C'est à peine si certaines inscriptions indiquant le nom d'un groupe étaient visibles. « C'est quel groupe, maman, c'est Tchako ? » La mère devine, prête l'oreille avant toute réponse.Autrefois, le nom des ensembles musicaux était bien visible. A présent, ce qui identifie le groupe, pour les habitués, est : le style de la musique, le timbre du chanteur. Nul égard pour le spectateur désireux d'identifier le groupe qui arrive. Nul égard pour des milliers d'Haïtiens de la diaspora et d'étrangers venus se défouler au carnaval.Un marketing agressifUne anecdote. Un Haïtien de la diaspora demande à un autre : « Sur quel char ton frère et toi étiez montés pendant les deux jours gras ? » La réponse fuse : « Je suis monté sur le char Digicel et mon frère sur Voilà. »

Black Alex confie que c'est parce qu'il n'a pas trouvé de publicités alléchantes que son nom s'installe aussi grandement sur le devant de son char. Chemin faisant, il se lamente de la piteuse qualité de sonorisation de son groupe qui a coûté la bagatelle somme de « cinquante mille dollars américains. »
Voilà est parti à l'assaut de la Tour 2004. Le poster géant dominait l'avenue de la République. La publicité sur écran géant a été diffusée pendant les trois jours à un rythme non stop. Du haut de la Tour 2004, sur la façade du bâtiment de Air France, au stand de la Unibank, les messages défilaient.
Les stands qui, autrefois, portaient l'accent sur des motifs ayant rapport au carnaval, mettaient tout le paquet sur la publicité. Cependant, on notera qu'à côté de cet aspect, les stands de Voilà, de Digicel, de OAVCT, de CAM transfert ont retenu l'attention du public.

Beaucoup de carnavaliers se sont mis à la remorque des entreprises publiques et privées misant sur la publicité tous azimuts. Par vague, des gens portant T-shirt frappé au logo de X ou Y institution se frayaient un passage ou se trémoussaient dans la foule. Dans les bandes à pied, toute une colonie de carnavaliers mêlés aux musiciens des groupes véhiculaient des messages publicitaires. Les acteurs du carnaval, remarquent certains observateurs, se sont donnés vraiment sur une petite portion du parcours. Celle-ci est comprise entre le Palais national et le Rex Théâtre.
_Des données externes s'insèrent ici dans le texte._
Issue #62, opened 2019-02-27
Maintenence: update mybinder environment.yml dependency versions


GenevieveBuckley:
I noticed that the mybinder environment.yml file pins dask to version 0.20, but the latest dask release is now up to 1.1.2. It's probably time to update or unpin some of these dependencies. Should we do that?

Currently: 
https://github.com/dask/dask-examples/blob/master/binder/environment.yml

```
channels:
  - conda-forge
dependencies:
  - python=3
  - bokeh=0.13
  - dask=0.20
  - dask-ml=0.10.0
  - distributed=1.24
  - jupyterlab=0.35.1
  - nodejs=8.9
  - numpy
  - pandas
  - pyarrow==0.10.0
  - scikit-learn=0.20
  - matplotlib
  - nbserverproxy
  - nomkl
  - h5py
  - xarray
  - bottleneck
  - py-xgboost
  - pip:
    - graphviz
    - dask_xgboost
    - seaborn
    - mimesis
```

mrocklin:
Yes indeed.  That would be good to do.  Would you be willing to submit the
PR?  I'll be curious (and hopeful) to see if the tests pass or if there
were any conflicting API changes.

GenevieveBuckley:
Sure, I can do that. 

Do you prefer to have things unpinned if possible, or just increment to a newer release? We'll probably run into this problem again (outdated dependencies) before too long if we keep things pinned, so I'd prefer not to. But I'd understand if you feel pull requests aren't frequent enough on this repo to trigger tests and alert us of any future issues.

mrocklin:
I'd generally prefer that we keep things pinned.  Otherwise bugs from
mismatched versions might creep in without us knowing about it and things
will go down and cause confusion.  Instead I'd rather that we be explicit
when we change versions and address any bugs that come up when we make such
a change.

GenevieveBuckley:
To update: I think it's better to put this issue on hold until the next dask-ml release is available. 

I think this because upgrading dask versions has unearthed a few bugs, and the new release should contain some of the fixes we need.

### Error 1
`AttributeError: module 'dask' has no attribute 'sharedict'`, seen in the dask-examples/machine-learning/incremental.ipynb notebook. This is addressed by the merged PR https://github.com/dask/dask-ml/pull/455,

### Error 2
[...]

PR #63, opened 2019-03-01
Update dependency versions in binder environment

GenevieveBuckley:
The dependency versions in the binder environment file have fallen reasonably out of date. This pull request brings it up to date.

Version upgrades for pinned dependencies:
```
bokeh=0.13        --> bokeh=1.0.4
dask=0.20         --> dask=1.1.4
dask-ml=0.10.0    --> dask-ml=0.12.0
distributed=1.24  -->  distributed=1.26
```

Closes https://github.com/dask/dask-examples/issues/62

### DIFF
--- a/binder/environment.yml
+++ b/binder/environment.yml
@@ -24,3 +24,4 @@ dependencies:
     - dask_xgboost
     - seaborn
     - mimesis
+    - git+https://github.com/dask/dask@2732793e686dd8e81c967ec54e9fea82b5308226
--- a/binder/environment.yml
+++ b/binder/environment.yml
@@ -3,7 +3,7 @@ channels:
 dependencies:
   - python=3
   - bokeh=1.0.4
-  - dask=1.1.3
+  - dask=1.1.4
   - dask-ml=0.12.0
   - distributed=1.26
   - jupyterlab=0.35.1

L'installation des grandes chaînes de télévision et de stations de radio dans cette partie du circuit, ont-ils constaté, est à la base de ce manque d'animation sur les 3,8 kilomètres du parcours officiel.La publicité dans le carnaval de cette année traduit le fait que nous sommes déjà à l'ère du marché. Nerf de la guerre, l'économie joue un rôle déterminant dans la réalisation des festivités. Certains pensent que l'aspect culturel devait être mis en exergue pour une meilleure présentation publique de cette grande manifestation annuelle.